**AIM OF THE TASK**
Search the entries for the word "expected". Copy each line in which it is found.

^^^^

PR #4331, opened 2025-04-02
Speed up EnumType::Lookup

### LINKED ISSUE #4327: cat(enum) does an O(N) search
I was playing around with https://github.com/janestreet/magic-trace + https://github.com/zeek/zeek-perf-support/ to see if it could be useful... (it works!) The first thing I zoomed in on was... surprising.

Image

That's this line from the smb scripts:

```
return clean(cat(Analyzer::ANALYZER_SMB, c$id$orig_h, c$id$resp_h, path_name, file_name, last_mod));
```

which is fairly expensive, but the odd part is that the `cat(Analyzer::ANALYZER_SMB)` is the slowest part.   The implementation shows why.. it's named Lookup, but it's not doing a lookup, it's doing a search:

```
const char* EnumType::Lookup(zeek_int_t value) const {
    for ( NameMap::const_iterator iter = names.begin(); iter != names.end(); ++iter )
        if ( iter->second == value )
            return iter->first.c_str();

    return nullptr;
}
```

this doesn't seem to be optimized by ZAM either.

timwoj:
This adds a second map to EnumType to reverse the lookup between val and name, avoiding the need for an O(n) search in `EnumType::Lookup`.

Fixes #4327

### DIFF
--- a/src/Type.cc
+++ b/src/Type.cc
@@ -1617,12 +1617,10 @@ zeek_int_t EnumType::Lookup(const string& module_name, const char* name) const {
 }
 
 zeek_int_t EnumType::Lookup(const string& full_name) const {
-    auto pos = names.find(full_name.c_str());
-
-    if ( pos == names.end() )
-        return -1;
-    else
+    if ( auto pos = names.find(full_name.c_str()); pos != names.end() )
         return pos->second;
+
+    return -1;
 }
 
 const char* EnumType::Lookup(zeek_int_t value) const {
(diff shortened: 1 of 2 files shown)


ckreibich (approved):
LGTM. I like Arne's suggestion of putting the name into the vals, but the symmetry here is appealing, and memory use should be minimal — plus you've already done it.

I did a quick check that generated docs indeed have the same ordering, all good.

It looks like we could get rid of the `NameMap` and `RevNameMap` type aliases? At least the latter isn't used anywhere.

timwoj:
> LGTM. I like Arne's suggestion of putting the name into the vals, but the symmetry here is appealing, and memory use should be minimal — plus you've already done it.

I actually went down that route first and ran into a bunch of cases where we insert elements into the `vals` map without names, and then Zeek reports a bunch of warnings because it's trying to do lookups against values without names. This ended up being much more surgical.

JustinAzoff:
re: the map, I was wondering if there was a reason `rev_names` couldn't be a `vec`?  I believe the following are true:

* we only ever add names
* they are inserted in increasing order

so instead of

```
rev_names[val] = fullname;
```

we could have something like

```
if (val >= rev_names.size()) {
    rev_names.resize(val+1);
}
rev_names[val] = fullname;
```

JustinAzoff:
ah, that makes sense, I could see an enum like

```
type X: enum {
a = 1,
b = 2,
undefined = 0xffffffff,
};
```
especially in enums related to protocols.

^^^^

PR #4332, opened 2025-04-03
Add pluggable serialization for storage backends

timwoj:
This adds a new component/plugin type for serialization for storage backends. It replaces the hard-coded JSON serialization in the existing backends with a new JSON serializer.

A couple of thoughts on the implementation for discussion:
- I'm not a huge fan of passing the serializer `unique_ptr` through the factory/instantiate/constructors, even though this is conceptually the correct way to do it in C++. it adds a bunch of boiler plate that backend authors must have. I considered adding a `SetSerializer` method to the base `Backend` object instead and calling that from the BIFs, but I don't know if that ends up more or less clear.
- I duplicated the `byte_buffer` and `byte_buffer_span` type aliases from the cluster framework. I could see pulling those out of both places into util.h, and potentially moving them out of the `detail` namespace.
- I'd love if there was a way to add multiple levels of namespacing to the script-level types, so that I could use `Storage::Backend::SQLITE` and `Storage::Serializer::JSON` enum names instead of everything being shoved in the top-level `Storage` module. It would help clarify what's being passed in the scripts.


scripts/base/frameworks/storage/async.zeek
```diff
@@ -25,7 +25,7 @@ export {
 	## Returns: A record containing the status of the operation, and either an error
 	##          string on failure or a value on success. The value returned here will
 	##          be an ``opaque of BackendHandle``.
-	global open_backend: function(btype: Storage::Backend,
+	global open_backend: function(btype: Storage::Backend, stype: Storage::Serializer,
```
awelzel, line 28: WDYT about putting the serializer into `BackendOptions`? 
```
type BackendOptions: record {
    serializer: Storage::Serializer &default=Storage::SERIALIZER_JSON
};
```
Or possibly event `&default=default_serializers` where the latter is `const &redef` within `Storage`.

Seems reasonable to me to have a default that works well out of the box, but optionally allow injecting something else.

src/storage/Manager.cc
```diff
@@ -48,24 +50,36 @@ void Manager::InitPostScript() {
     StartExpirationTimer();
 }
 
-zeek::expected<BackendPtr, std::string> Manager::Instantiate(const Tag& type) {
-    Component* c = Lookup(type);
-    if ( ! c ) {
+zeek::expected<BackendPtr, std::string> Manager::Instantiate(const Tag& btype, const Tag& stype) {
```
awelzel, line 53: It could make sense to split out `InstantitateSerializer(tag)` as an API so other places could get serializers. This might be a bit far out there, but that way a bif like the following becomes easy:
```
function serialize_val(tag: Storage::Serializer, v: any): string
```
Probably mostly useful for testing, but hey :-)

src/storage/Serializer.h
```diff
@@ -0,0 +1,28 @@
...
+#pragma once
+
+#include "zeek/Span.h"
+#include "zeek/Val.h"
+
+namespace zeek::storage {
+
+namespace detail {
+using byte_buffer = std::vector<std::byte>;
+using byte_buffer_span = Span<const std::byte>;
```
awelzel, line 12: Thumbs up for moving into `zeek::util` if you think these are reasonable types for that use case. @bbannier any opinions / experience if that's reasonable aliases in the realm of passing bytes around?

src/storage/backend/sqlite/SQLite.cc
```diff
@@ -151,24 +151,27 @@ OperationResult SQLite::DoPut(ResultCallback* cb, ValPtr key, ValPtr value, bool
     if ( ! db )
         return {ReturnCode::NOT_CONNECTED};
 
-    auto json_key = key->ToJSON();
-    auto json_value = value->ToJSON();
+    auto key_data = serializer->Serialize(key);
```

^^^^

**SOLUTION TO THIS PROBLEM**
-zeek::expected<BackendPtr, std::string> Manager::Instantiate(const Tag& type) {
+zeek::expected<BackendPtr, std::string> Manager::Instantiate(const Tag& btype, const Tag& stype) {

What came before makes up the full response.